Start of Block

PR #511, opened 2016-02-01
Fix warning

gforcada:
And headers on the way.


gforcada:
@svx that was quick! thanks!

PR #710, opened 2016-10-31
minor overhaul of z3c.form validators section

jensens:
Improve docs about z3c.form validators.

Could be even better, but that for later. 

This here is enough to not confuse people more than needed ;)

### DIFF
--- a/develop/plone/forms/z3c.form.rst
+++ b/develop/plone/forms/z3c.form.rst
@@ -2169,8 +2169,6 @@ Validators
 Introduction
 ------------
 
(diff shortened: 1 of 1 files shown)


jensens:
Travis says: `Error: Couldn't install: urllib3 1.18.1`

I dont think this is because of my change. Is there something broken?

/cc @plone/documentation-team

svx:
No, it is not because of your change, it is because of old version pins in papyrus, I am working currently on the new search integration, merging the PR with the fix and other updates is on the list too, I'll hope to push all the fixes upcoming weekend.

Thanks for your contribution to the docs !

PR #724, opened 2016-11-16
Add: portal properties to site properties by specifying a missing key

svx:
Fixes: #

Improves: Docs about upgrading

- update docs about portal properties to site properties by specifying a missing key

-

-


polyester:
cherrypicked into 5.0

PR #741, opened 2016-12-17
Update askforhelp.rst

tkimnguyen:
wording tweaks, genericize chat, include Gitter, update links, add tips

Fixes: #

Improves:

-

-

-

### DIFF
--- a/askforhelp.rst
+++ b/askforhelp.rst
@@ -70,6 +70,8 @@ Asking for help in online chat
 
 The Plone community uses `online chat <https://plone.org/support/chat>`_, specifically `Gitter <https://gitter.im/plone/public>`_ and traditional Plone IRC chat at the  `#plone <irc://irc.freenode.net/#plone>`_ IRC channel on the freenode IRC network.
 
+(To use Gitter you must log in using a free GitHub or Twitter account, which allows you to receive notifications when there is a response to your question. IRC does not require you to log in, but you will receive notifications of responses only while you remain connected).
+
 Here are useful hints for using online chat:
 
 - Remember that chat participants are volunteers; they are not paid to provide support.
--- a/askforhelp.rst
+++ b/askforhelp.rst
@@ -6,21 +6,21 @@ Asking for help
 Guidelines and Examples
 =======================
 
-If you need help with an error or problem: before asking the question, please take a few minutes to read the guidelines below. It is important to know how to state questions, because once you learn it, answers will come much faster.
+If you need help with an error or problem: before asking the question, please take a few minutes to read the guidelines below. It is important to know how to state questions, because once you learn it, you will get better answers back more quickly.
 
 
 Asking help on support and discussion forums
 --------------------------------------------
 
-By stating a **well-phrased question** you increase the likelihood of fast and helpful response to your question.
+By stating a **well-phrased question** you increase the likelihood of fast and helpful responses to your question.
 
 Here are some general key rules users need to follow in creating a new topic.
 
-- ALWAYS start with searching, that means, before you create a topic. Most of your questions were probably already answered by someone else in the past. Save your and our time by searching the web first.
+- ALWAYS start with searching before you ask a question. Most of your questions were probably already answered by someone else in the past. Save your and our time by searching the web first.
 
 Where to search:
 
-- Google - Before asking for help, make a Google search with related keywords. Pick meaningful keywords from the log entry.
+- Google - Before asking for help, make a Google search with related keywords. Pick meaningful keywords from the log entry. Sometimes searching for the entire error message works!
 
 - `Plone Community Forums <https://community.plone.org/>`_ - help and discussion forums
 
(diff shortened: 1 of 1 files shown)


askforhelp.rst
```diff
@@ -63,17 +63,16 @@ The big picture - An opening sentence should state the general problem that you
...
-**Steps to reproduce the issue** - Give information about your ideas of how this error appeared, what caused it or anything that could lead to reproducing the error on another computer. The expected result .
+**Steps to reproduce the issue** - Give information about your ideas of how this error appeared, what caused it or anything that could lead to reproducing the error on another computer, including your buildout.cfg, versions.cfg, version numbers of installed add-ons, detailed command lines, the complete error message stack. Mention your expected result.
 
-Asking help in real time chat (IRC)
------------------------------------
+Asking for help in online chat
+------------------------------
 
-Plone community real time chat is at the  `#plone <irc://irc.freenode.net/#plone>`_ IRC channel on the freenode IRC network.
+The Plone community uses `online chat <https://plone.org/support/chat>`_, specifically `Gitter <https://gitter.im/plone/public>`_ and traditional Plone IRC chat at the  `#plone <irc://irc.freenode.net/#plone>`_ IRC channel on the freenode IRC network.
```
svx, line 72: IMHO if we want to mention Gitter, there should be more information about it, like that you will need a GitHub or Twitter account to sign in.

svx, line 72: IMHO if we want to mention Gitter, there should be more information about it, like that you will need a GitHub or Twitter account to sign in.

svx: Next question why Gitter, there are also people on Slack so what is the idea behind adding Gitter but not Slack ?

IMHO I would be really careful with adding more and more options here, we should make it 'easy' for user and thsi means add the option(s) which the most people are using.
Otherwise you could end up in one channel which is not active at all.

So yeah I am not against it, but like I said we should be careful with splitting our own resources here.
It should not about what you or me personally like, it should be about which one is 'easy' and used by the most.

stevepiercy:
FWIW, Pyramid and other projects under the Pylons Project went through the same thing. We debated over issues such as open vs. closed source, account required or not, spreading ourselves thinly. Ultimately we opted for email via Google Groups and IRC as our two official support channels, both of which are open and archived.

askforhelp.rst
tkimnguyen: It does say that in the room's welcome message. The canonical info about Gitter is at plone.org/support/chat so I didn't just want to repeat the info and risk having it get outdated eventually.

tkimnguyen: I agree and understand. We went through this discussion and ended up deciding to leave Slack fans on their own and able to use Slack (they continue to do so), but for official chat we leave IRC for fans of that and we introduce Gitter because it's friendly to open source projects, doesn't have the problems Slack has caused for open source projects, and it authenticates with GitHub, which makes that match plone.org and our code repos and issue trackers. Also, Gitter's requirement for authentication lets us respond to questions & notify people after they'd normally have disconnected from IRC (something that drives me bananas not just personally but also from the community perception perspective).

In other words, we preserve choice and freedom but steer newcomers to Gitter if they don't like or find IRC unapproachable (which we've heard a lot of).

tkimnguyen:
thx @stevepiercy - our equivalent to Google Groups is https://community.plone.org where we have search and archiving

askforhelp.rst
svx: Would you mind to point me to the place where "we" made the decision? It seems I missed that, I only can find postings on community where people discus that.

Besides from my own opinion why this is *really bad* I will try to explain it in a hopefully different way, sorry that is getting 'longish' now :).

Please try to think not as Kim the developer but in place of that as Kim the webmaster who is new to Plone and never used it before.
So you are a webmaster, you do not have programmer knowledge, you do not write code, your work environment is your browser and Libre Office.

You have a question about a setting in the CMF, you can't find the answer in the docs (bad bad) but hey there is this chat mentioned on docs.plone.org/askforhelp. Hopefully there people will able to answer me my question, yeah !
Your click on the link and you end up on the Gitter page, nice, but uh eh I can see there is a chat and I can see people talking but I can not ask a question, first I have to login ...

Ok lets click on sign in ... uh they are asking for a GitHub or Twitter login .. What is GitHub never heard about it, lest check oh for developer and nerds, ok do not need nor have that .... Twitter? Hm .. I will not use my personally account to login for work related stuff, and I am not allowed to use a company account ....

So hey, looks nice but I am not able to use that in anyway ...

Thanks for staying with me !

What I am trying to say, Gitter maybe handy for you and I can see the point of have all the nice GitHub hooks, but I doubt that is that useful for 'normal' people.
So IMHO you make it harder for people to ask for help. If you are a 'developer',a person who has already a GitHub account, yes it maybe helpful, great but for others not at all, you may even push them away, which is bad for Plone.

That is exactly the reason why we thought about this deep and long for docs.plone.org and went with a really 'simple' widget, which people can click and just can write us or attach pictures, no need for a login somewhere.
Again ... if you want to be serious about helping people you also should make it easy and in a way that it is working for them, this may involve slightly more work you you, but like I said it is not about you it is about user.
Going further this is also about marketing, if you make it hard for people you will loose them to other Solutions and you will get knows as hard to use and impossibly to get help.

If I went for all stuff what and how I would like to do docs.plone.org they would be completely different today, I did not do that because it would be 'harder' for people to contribute, so I did not do that, yet ......(you never know), hehe
I you feel that you get 'bananas' the way how IRC works and people disconnect, maybe the discussion should be more 'do we want a chat as support' at all ?

So in short I am serious concerned and against merging that in the current state. If this would get re-written in a way, where it is better and more explained that Gitter requires to login and also the reason why 'we' choose for that, I may fine, but sorry not how it is now.

@tkimnguyen please do not take it personally, this is **not meant** to insult you at all ! I am trying to make it better for less technical people because I am concerned that we 'forget' them again and I am concerned about the way Plone is moving .....

svx: see my long answer above :)

tkimnguyen:
@svx I don't really care to argue this further in here. We want to improve the current state of chat, we have done that, and now we need to update docs to reflect that. If you don't want to merge this then don't but be aware that the page as it stands has a bunch of other issues.

svx:
@tkimnguyen your current PR is IMHO not improving the situation, that is what I am trying to say, currently you will leave the person who is looking for help with various chat possibilities [IRC and Gitter] without giving or telling a clear direction and because of this this is confusing which one should the user choose, like I tried to explain above, if you really like to add Gitter you should make sure to explain why this could be an advantage over IRC, like *if you already using GitHub* bla bla bla.
But there should be also explained that you need to login with GitHub/Twitter.

So maybe it would be better for all of us [community] to define first what kind of support/chat we want to provide to/for which audience, this is what I am still missing, we as community have currently, at least so it looks to me no idea about who/what/how ...

The point if using Gitter is an improvement is a completely different topic... I am still serious concerned about Gitter and the reasons why and how the decision was made ....

tkimnguyen:
@svx I hope I've clarified it based on your suggestions. I appreciate and can act on specific suggestions.

svx:
Needs to cherry-picked into 5.1

svx:
Thank you !

svx:
Merged into 5.1 !

PR #558, opened 2016-03-21
More context on backend.xml in barceloneta so themers understand when to use it

djay:
Fixes #.

Improves:

Changes proposed in this pull request:
## 
## 
##

PR #746, opened 2017-01-03
Give more information about backend.cfg

gforcada:
Follow up pull request from https://github.com/plone/documentation/pull/558

It should be cherry-picked to 5.1 as well.


gforcada:
@svx so is it ready for merge?

svx:
Yeah, guess so, still not perfect but well if we wait till prefect I fear we will never merge it :)

So yeah, I say lets merge !

gforcada:
Pushed to 5.1 as well!

PR #749, opened 2017-01-04
Remove references to Varnish 3

hvelarde:
On April 10th 2015, Varnish Cache 3.0 reached end of life (EOL) status.

https://www.varnish-cache.org/lists/pipermail/varnish-announce/2015-April/000702.html

Makes no sense to keep the documentation on it here.


gforcada:
Pushed to 5.1 branch as well.

hvelarde:
@gforcada you're too fast :-)

I pushed a new commit; the documentation is a mess and is not easy to organize it.

I'll try to do so, little by little.

svx:
I guess this also needs to be done for the 4 docs ?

End of Block

TASK ITEM: Lines containing the word "Groups" must be found in the data above and copied.

ANSWER TO THE PROBLEM:
FWIW, Pyramid and other projects under the Pylons Project went through the same thing. We debated over issues such as open vs. closed source, account required or not, spreading ourselves thinly. Ultimately we opted for email via Google Groups and IRC as our two official support channels, both of which are open and archived.
thx @stevepiercy - our equivalent to Google Groups is https://community.plone.org where we have search and archiving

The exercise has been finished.